Images always look fantastic on a backlit screen, especially on pixel-packed tablets like the iPad and Kindle Fire. Make the most of this by using your imagery as large as possible. If you’re working on digital publications, use full-screen images to create dramatic pauses within an article. The real trick of digital magazines is in recreating that ‘stop and stare’ moment that’s so effective in print.

7 Typeface experiments

You might have a typeface library bursting at the seams with slab serifs and bespoke display fonts, but bear in mind their usage on mobile and desktop. You might be able to get away with using them as headline or impact fonts, but for body copy it’s best to stick with a rugged system font, especially if your digital edition will enable users to resize the point size.

Relearn the grid

8 Relearn the grid

Editorial and graphic design grids are based on columns, boxes and negative space, which combine together to aid the presentation of the content you’re working with. In the digital sphere the grid rests on a horizontal hierarchy as much as a descending one, especially on tablet devices where the left-to-right-swipe is a common continuity method. Think about how you can flow content up and down as well as from left to right.
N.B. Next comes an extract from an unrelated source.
Issue #2288, opened 2022-01-13
Support for PartiQL in DynamoDB policy templates


adriaandejonge:
### Describe your idea/feature/enhancement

9 Tablets are for touching

Don’t underestimate your user and cram precious screen space with instructions and calls to action that plead with them to ‘touch here for more content’. Users naturally poke and prod at touchscreens, so guide them to new content instead of ordering them to it. You’re a designer, so come up with a set of suitable icons – such as a plus and minus symbols – that convey functionality without having to explain it.

Don't overreach

10 Don’t overreach

Just because you can do something in digital that you never could do in print doesn’t mean it’s absolutely necessary. For example, animated splash pages for websites that keep viewers hanging around are the digital equivalent of front-loading a publication with adverts; while clever page transitions on a tablet edition might look cool to you, they interrupt the reading process for the user. If in doubt, leave it out. That’s what we say.